[Opening Records provided section]

PR #9546, opened 2024-07-19
chore(android): Update Android Gradle Plugin

Minion3665:
We've previously held off from updating this as the Valencian translation has been causing https://issuetracker.google.com/issues/293294923, which stopped the build unless you removed the translation

Unfortunately, I was getting some other build errors that were fixed by updating, so I have finally bitten the bullet and written a bit of Makefile to avoid the valencian translation being included in the Android app

Change-Id: Ic0ad52c1b31314a727bb6e74b88b0bb54c8b5775

---

@timar I'm not certain that weblate will like me deleting the `strings.xml` files in `android/` - do you have any recommendations to avoid it recreating them in the future?

* Resolves: # 
* Target version: master 

### TODO

- [ ] ...

### Checklist


Minion3665:
The reason that CI is failing here is a Java version difference. I've built the Android app on bee, after switching the Java version, and the output is available as a snapshot.

When we merge this, we need to make sure to immediately switch the Java version.

(I wonder if we could in the future use something to keep track of package versions in the repo so changes like this don't cause an issue?)

Minion3665:
Realized Andras is on holiday, @pedropintosilva do you have any weblate-related thoughts? :)

pedropintosilva:
> @timar I'm not certain that weblate will like me deleting the strings.xml files in android/ - do you have any recommendations to avoid it recreating them in the future?

I have no idea : /

Rash419:
I also struggled with ca-valencian when I tried to update gradle verison to 8.0. Thanks for doing it. PR looks good but I have no idea about weblate question.

Minion3665:
> I also struggled with ca-valencian when I tried to update gradle verison to 8.0. Thanks for doing it. PR looks good but I have no idea about weblate question.

I'm not sure that this is a particularly easy-to-answer question then ... I would like to look into this a little, and then if we can't figure out what will happen I think we should merge this after the Android release (and on CODE "red") anyway ... I don't want to block updating forever on the chance that we might upset weblate ... it's somewhat of a pain to get all the old things needed to build Android now, and I want it to be possible for contributors to relatively easily build Android.

If weblate does cause us issues, we can give instructions on how to delete these files, do so in CI, etc. as we look for a solution

---

@pedropintosilva are there any permissions that I can get on weblate that would allow me to view more configuration than I can currently? Thanks!

Minion3665:
RE CI changes for this, we can't update the default Java version for everything since as some things depend on an older version, so I will set JAVA_HOME in the job ... I think that's the best without using something that can lock system packages to different versions

PR #9549, opened 2024-07-19
Statusbar: Zoom: set different icons via data.icon

pedropintosilva:
Better to opt for a more minimal icon set for the zoom controls in the
statusbar otherwise we end up remanding too much attention for what it
should be instead a secondary control set.
- Improve minus and plus svgs and use them instead of the
normal (lc_zoomout and lc_zoomin) that are used in view tab
- Create zoomreset icon to be also used only on the statusbar

Change-Id: I24afe1b9e8e6098d1cb93d6d9ad246af8381609d


pedropintosilva:
this is a backport of https://github.com/CollaboraOnline/online/pull/9529

Darshan-upadhyay1110 (approved):

PR #9550, opened 2024-07-19
embedded videos: fix path to the tmp directory

eszkadev:
recently we introduced multiple changes to the paths used by COOL server, it has to be adjusted so we will find the video file

request before:
`/jails/16613-ae50568c/HCUlXOt8uWVwjWey/tmp/5aempc.mp4`
request after:
`/jails/16613-ae50568c/tmp/cool-HCUlXOt8uWVwjWey/5aempc.mp4`


caolanm:
I think we want to use buildLocalPathToJail here

caolanm (approved):

PR #9834, opened 2024-08-16
fix(android): Stop saving readonly docs

Minion3665:
When we switch apps, we previously always saved the document. This causes trouble with some documents, such as PDFs, that can't be saved. When we try, the save fails and we cause an error popup.

Instead, let's not save the document when we switch apps and aren't in edit mode. To avoid missing any saves, we should also save the document when we leave edit mode.

* Resolves: # 
* Target version: master 

### TODO

- [ ] ...

### Checklist


eszkadev (approved):
thanks, code looks sensible but I don't have android build at hand to test

Minion3665:
> thanks, code looks sensible but I don't have android build at hand to test

thanks! In that case, I think I'd like @Rash419 to take a look too - although I think this should be fairly standard :)

PR #9840, opened 2024-08-19
cool#9621: Resolve POST fileserver request

sgothel:
* Resolves: #9621 POST fileserver request
* Target version: master 

Change-Id: I7db359aeb7773733f817a31e8777e076b8cd4408

### Summary
cool#9621: Resolve POST fileserver request, commit 6e4d2b2350100367f780664a4c5af1f5d7702488
    
Commit 6e4d2b2350100367f780664a4c5af1f5d7702488 mitigated the issue of
wrongly handled POST requests in ClientRequestDispatcher::handleIncomingMessage()
by simply shutting down the socket (non keep-alive socket).
   
This patch resolves the issue by removing the complete HTTP request
including the optional HTTP POST body from the socket's buffer,
i.e. removing map._messageSize bytes.
    
It also includes a fix in StreamSocket::parseHeader()
of only adjusting map._messageSize w/ contentLength if the latter is valid.
    
Hence we also allow reusing the given socket connection
for POST HTTP requests including mixing POST and GET.    

### Checklist

### DIFF
--- a/net/Socket.cpp
+++ b/net/Socket.cpp
@@ -1330,21 +1330,28 @@ bool StreamSocket::parseHeader(const char *clientName,
     {
         request.read(message);
 
-        LOG_INF("parseHeader: " << clientName << " HTTP Request: " << request.getMethod() << ' ' << request.getURI()
-                           << ' ' << request.getVersion() << ' '
-                           << [&](auto& log) { Util::joinPair(log, request, " / "); });
-
         const std::streamsize contentLength = request.getContentLength();
         const auto offset = itBody - _inBuffer.begin();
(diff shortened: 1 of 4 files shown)


caolanm (commented):
this looks good to me, but lets move the "commit XXX" out of the first line of the commit message, can keep it in the body of the commit message

caolanm (approved):
looks good to me

caolanm:
I think the cypress failures are a "real" problem, but I think that will be solved by https://github.com/CollaboraOnline/online/pull/9848

Ashod (approved):
Thanks, @sgothel. Looks very good.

[Closing Records provided section]

Could you please find every line of the listing above holding the string "will" and copy it?

@timar I'm not certain that weblate will like me deleting the `strings.xml` files in `android/` - do you have any recommendations to avoid it recreating them in the future?
> @timar I'm not certain that weblate will like me deleting the strings.xml files in android/ - do you have any recommendations to avoid it recreating them in the future?
I'm not sure that this is a particularly easy-to-answer question then ... I would like to look into this a little, and then if we can't figure out what will happen I think we should merge this after the Android release (and on CODE "red") anyway ... I don't want to block updating forever on the chance that we might upset weblate ... it's somewhat of a pain to get all the old things needed to build Android now, and I want it to be possible for contributors to relatively easily build Android.
RE CI changes for this, we can't update the default Java version for everything since as some things depend on an older version, so I will set JAVA_HOME in the job ... I think that's the best without using something that can lock system packages to different versions
recently we introduced multiple changes to the paths used by COOL server, it has to be adjusted so we will find the video file
I think the cypress failures are a "real" problem, but I think that will be solved by https://github.com/CollaboraOnline/online/pull/9848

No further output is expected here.